Sorry, I'm a bit tired today as my son has been awake most of the last few nights and me with him! Could you explain a little more on what you mean by "my old tranny not leaking" and the "speedometer cable leak" Are these things to watch for when I remove my old engine and transmission? Or when hooking up the new engine and transmission (or both!)

With the engine I bought, I've got a transmission that is coming with it. my plan was to remove the 170 engine and a904 from my Lancer and replace it with the 225 and its a904. The donor engine and trans supposedly have only 14,000 miles on them.
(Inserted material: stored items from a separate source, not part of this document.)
PR #153, opened 2020-05-23
Add video controls for vimeo

Adeloche:
First easy step to add control to vimeo video.
Current limitations:
- cannot rotate to landscape on Android when video is fullscreen (will need to use another component for this)
- I think the issue mentioned that when want to have a next/prev button to switch step..The need is not very clear to me. Is it only for fitness drills, if we want to go to next step when fullscreen is activated ? I'd like to discuss with someone, the need is not clear to me.


sallesma:
We had this discussion with Bart just before releasing V0.

Play/pause, fullscreen, duration and progress bar are awesome, but the prev/next buttons are misleading because there is no previous or next video reachable using them, although there are previous and next steps in the drill.

It looked like there was no way to add a callback on these buttons with the native controls, so we decided to leave it for later.

We thought using a wrapper (such as https://github.com/ihmpavel/expo-video-player) could fix the issue for us but we haven't explored it.

What do you think would be better?

Adeloche:
> We had this discussion with Bart just before releasing V0.
> 
> Play/pause, fullscreen, duration and progress bar are awesome, but the prev/next buttons are misleading because there is no previous or next video reachable using them, although there are previous and next steps in the drill.
> 
> It looked like there was no way to add a callback on these buttons with the native controls, so we decided to leave it for later.
> 
> We thought using a wrapper (such as https://github.com/ihmpavel/expo-video-player) could fix the issue for us but we haven't explored it.
> 
> What do you think would be better?

Sorry, I wasn't aware of the discussion. By prev/next button do you mean the fast forward arrows ? Then ok, I will try with the video player component.

Do we also want to be able to go to next step video from fullscreen ?

sallesma:
Ok thanks for explaining what these  buttons are on Slack :D

Tried this on a longer video (eg. conditionning) and it makes sense. My whole text above is probably to throw away.

Maybe we could just use a prop to autoplay (shouldPlay I guess?) only if we're not on the first step, to prevent the videos starting before the user has scrolled down on the drill page?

I just need some more info that's all (meBstoopid). Thanks!

MJ

Author:  SlantSixDan [ Fri Jan 14, 2005 9:03 am ]
Post subject:  Re: fluid leaking

Quote:
I think with a transmission that old your tranny will not leak because the driveshaft is flange mounted to the transmission using the older style U-joint. You may find it leaks down however upon removing the speedometer cable. Be gentle on the cable, the older ones like yours are getting harder to find.
Just for reference, they are still available at NAPA and other reasonably public sources (Imperial Services has 'em, too.)

Quote:
The newer pans 71(?) and up will not fit into the older cars as they hit the Kmember and steering link. In addition to the pan one most also change the oil sump.
I was fairly certain the changeover year for oil pan configuration was '67 or '68, but could be wrong. "Oil pan" and "oil sump" both mean the same thing. I think you meant to type "one must also change the oil pickup tube."

Author:  SlantSixDan [ Fri Jan 14, 2005 9:07 am ]
Post subject:  Re: fluid leaking

Quote:
what you mean by "my old tranny not leaking" and the "speedometer cable leak" Are these things to watch for when I remove my old engine and transmission? Or when hooking up the new engine and transmission (or both!)
On '66 and newer transmissions, removing the driveshaft leaves open a large path for fluid leakage out the back of the trans. This is not the case on '65 and earlier transmissions (as 65Dart mentioned), but there are still several leak paths that get opened up when you remove the transmission:
  • The trans fluid cooler line fittings, input and output
  • The speedometer cable opening
  • The shift and park cable openings

Author:  NewLancerMan [ Fri Jan 14, 2005 9:10 am ]
Post subject:  Re: fluid leaking

Quote:
...there are still several leak paths that get opened up when you remove the transmission:
  • The trans fluid cooler line fittings, input and output
  • The speedometer cable opening
  • The shift and park cable openings
I'll write these down as the "do not stick eyes and mouth near when removing"

I think SlantSixRam suggested draining the trans first to make the removal easier and lighter and prevent the massive dumping of fluid when tilting the trans. I'll watch for even more fun from these spots. Thanks!

Author:  SlantSixDan [ Fri Jan 14, 2005 2:31 pm ]
Post subject:  Re: fluid leaking

Quote:
I think SlantSixRam suggested draining the trans first to make the removal easier and lighter and prevent the massive dumping of fluid when tilting the trans.
...Celebrate! Celebrate! Dance to the music! (the trans pan has a drain plug. The plug wasn't deleted til '64.)